Hazeltine omens positive
Mark Garrod looks at the chances of a European winner at the USPGA Championship.
Only one good thing can be said about Europe’s golfers in the majors so far this season. They have been getting closer.
At The Masters in April the top 16 places were filled by one Argentinian – winner Angel Cabrera, of course – 11 Americans, Japan’s Shingo Katayama, South African Tim Clark, Colombian Camilo Villegas and Australian Geoff Ogilvy.
Graeme McDowell was the most successful of the 24-strong European contingent in 17th spot.
Led by Lucas Glover, Americans filled the top four spots at the US Open in June, but Ross Fisher was fifth, Soren Hansen sixth, Henrik Stenson ninth and Rory McIlroy and Sergio Garcia joint 10th.
On to The Open at Turnberry, where it was Americans Stewart Cink and 59-year-old Tom Watson in the play-off, but Lee Westwood and Chris Wood were joint third only one shot back after both bogeyed the last, Luke Donald fifth, Hansen and Richard Johnson tied eighth and Miguel Angel Jimenez, Justin Rose, Stenson and Italians Francesco Molinari and amateur Matteo Manassero – only 16 – in joint 13th.
One last chance this year then. And if the band of hopefuls want encouragement heading to Hazeltine National in Minnesota for the USPGA Championship then they do not have to dig too deep for some.
First and foremost, Padraig Harrington is the defending champion. His win at Oakland Hills last year was the first by a European in the event since Tommy Armour in 1930, but it followed back-to-back Open victories.
Secondly, Hazeltine is where Tony Jacklin won the 1970 US Open by seven, increasing his lead each day as he added that crown to the Open Claret Jug he had taken the previous summer.
Thirdly, Hazeltine is also where Richie Ramsay just three years ago became the first Scot to win the United States Amateur title since 1898.
If Harrington is to retain the giant Wanamaker Trophy, donated by department store magnate Rodman Wanamaker back in 1916, he will have to play and think better than he did in his attempt for a third successive Claret Jug.
After a third-round 76 ended his hopes the Dubliner blamed a succession of mental errors, but after closing with a 73 for 13 over – at least he had played all four rounds after missing five Tour cuts in a row – he was sure what the future holds.
“I know I will come back and compete in many more Opens and win some more majors,” he said.
“The key now is to be ready for the PGA and that’s really what I’m looking at. I believe my game will be good and strong going into that.
“I will be a better player as a result of this week and I will have the last laugh.”

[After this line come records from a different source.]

PR #2673, opened 2026-07-24
add finalizer directly to the GPUCluster manifest

tariq1890:
This PR adds the finaliser inline to the GPUCluster resource manifests. This is done for readability reasons and it also shaves off an kube client UPDATE call

### DIFF
--- a/bundle/manifests/gpu-operator-certified.clusterserviceversion.yaml
+++ b/bundle/manifests/gpu-operator-certified.clusterserviceversion.yaml
@@ -158,7 +158,10 @@ metadata:
           "apiVersion": "nvidia.com/v1alpha1",
           "kind": "GPUCluster",
           "metadata": {
-            "name": "gpu-cluster"
+            "name": "gpu-cluster",
+            "finalizers": [
+              "gpucluster.nvidia.com/dra-resourceclaim"
+            ]
           },
           "spec": {
             "draDriver": {
--- a/deployments/gpu-operator/templates/gpucluster.yaml
+++ b/deployments/gpu-operator/templates/gpucluster.yaml
@@ -10,6 +10,8 @@ metadata:
   # keep helm from also deleting it.
   annotations:
     "helm.sh/resource-policy": keep
+  finalizers:
+  - gpucluster.nvidia.com/dra-resourceclaim
 spec:
   draDriver:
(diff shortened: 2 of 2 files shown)


controllers/gpucluster_controller.go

That last remark came after he was questioned about Tom Watson’s comment that shortening your swing was not a good idea.
“I’ve never tried to,” said Harrington. “It’s very nice that he would take time out and give a helping hand, but obviously he’s got the wrong information – as many people have.”
Westwood has now missed out on major play-offs by one shot twice, first at last year’s US Open and then at Turnberry.
“Both are pretty sickening, but you’ve just got to keep working. I’m putting in the hard work and it’s obviously paying off because I’m getting closer.”
Getting close does not guarantee future success, though.
Sergio Garcia is still searching for his first major 10 years after he lost by one to Tiger Woods in the PGA at Medinah.
Nineteen at the time and just four months into his pro career, that was the week he played his incredible “eyes closed” shot.
The sky seemed the limit then. But the near-misses have gone on, including, of course, his play-off loss to Harrington in the 2007 Open and his runner-up finish to him again at last year’s PGA.
Hazeltine will be Garcia’s 45th major, Westwood’s 48th – and Colin Montgomerie’s 69th. Superb players all, but so far not one major between them.